We need more adults. Robert J. Samuelson brilliantly explains why:
The budget impasse raises comparable questions. Can we resolve it before some ill-defined crisis imposes its own terms? For years, there has been a “something for nothing” aspect to our politics. More people became dependent on government. From 1960 to 2010, the share of federal spending going for “payments to individuals” (Social Security, food stamps, Medicare and the like) climbed from 26 percent to 66 percent. Meanwhile, the tax burden barely budged. In 1960, federal taxes were 17.8 percent of national income (gross domestic product). In 2007, they were 18.5 percent of GDP.
This good fortune reflected falling military spending — from 52 percent of federal outlays in 1960 to 20 percent today — and solid economic growth that produced ample tax revenue. Generally modest budget deficits bridged any gap. But now this favorable arithmetic has collapsed under the weight of slower economic growth (even after a recovery from the recession), an aging population (increasing the number of recipients) and high health costs (already 26 percent of federal spending). Present and prospective deficits are gargantuan.
The trouble is that, while the economics of giveaway policies have changed, the politics haven’t. Liberals still want more spending, conservatives more tax cuts. (Although the tax burden has stayed steady, various “cuts” have offset projected increases and shifted the burden.) With a few exceptions, Democrats and Republicans haven’t embraced detailed takeaway policies to reconcile Americans’ appetite for government benefits with their distaste for taxes. President Obama has provided no leadership. Aside from Rep. Paul Ryan (Wis.), chairman of the House Budget Committee, few Republicans have.
What do we get from our elected leaders? “Scripted evasions.”

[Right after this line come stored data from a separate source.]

PR #760, opened 2022-11-12
Added file existence checking before adding to sprite.

Kreeg:
Found here #759
@XhmikosR I think those code scanning was correct. All the other file openings in bin file are wrapped in try...catch. So it's good to add another protection

### DIFF
--- a/bin/svg-sprite.js
+++ b/bin/svg-sprite.js
@@ -276,7 +276,17 @@ argv._.reduce((f, g) => [...f, ...glob.sync(g)], [])
             basename = basepos >= 0 ? basename.substr(basepos + 2) : path.basename(file);
         }
 
-        spriter.add(file, basename, fs.readFileSync(file));
+        let openedFile = null;
+
+        try {
+            openedFile = fs.readFileSync(file);
+        } catch (error) {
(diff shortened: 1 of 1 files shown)


Kreeg:
@XhmikosR sorry that was too early. I'll wrap it in try..catch instead

bin/svg-sprite.js
```diff
@@ -276,7 +276,17 @@ argv._.reduce((f, g) => [...f, ...glob.sync(g)], [])
             basename = basepos >= 0 ? basename.substr(basepos + 2) : path.basename(file);
         }
 
-        spriter.add(file, basename, fs.readFileSync(file));
+        let openedFile = null;
+
+        try {
+            openedFile = fs.readFileSync(file);
+        } catch (error) {
+            console.error(`[ERROR] Skipping (${file}) due to errors (${error.message.trim()})`);
```
XhmikosR, line 284: Wouldn't it be better to throw here?

It's hard working without tests for bin, but I assume you tested it anyway :)

Kreeg: I think you're right. It's better to throw. But github suggest using file descriptors instead. 
I think we can dismiss this alert

XhmikosR: Sounds good to me. We can revisit it later if needed.

PR #761, opened 2022-11-13
More refactoring

XhmikosR:
@Kreeg this should be the last batch of patches. The only patch I'm not 100% sure is the "Simplify a few boolean checks" one.

Check the non-whitespace diff: https://github.com/svg-sprite/svg-sprite/pull/761/files?w=1

TODO:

Liberals imply (wrongly) that taxing the rich will solve the long-term budget problem. It won’t. For example, the Forbes 400 richest Americans have a collective wealth of $1.5 trillion. If the government simply confiscated everything they own, and turned them into paupers, it would barely cover the one-time 2011 deficit of $1.3 trillion. Conservatives deplore “spending” in the abstract, ignoring the popularity of much spending, especially Social Security and Medicare.
So the political system is failing. It’s stuck in the past. It can’t make desirable choices about the future. It can’t resolve deep conflicts.
This article should be required reading for anyone running for public office.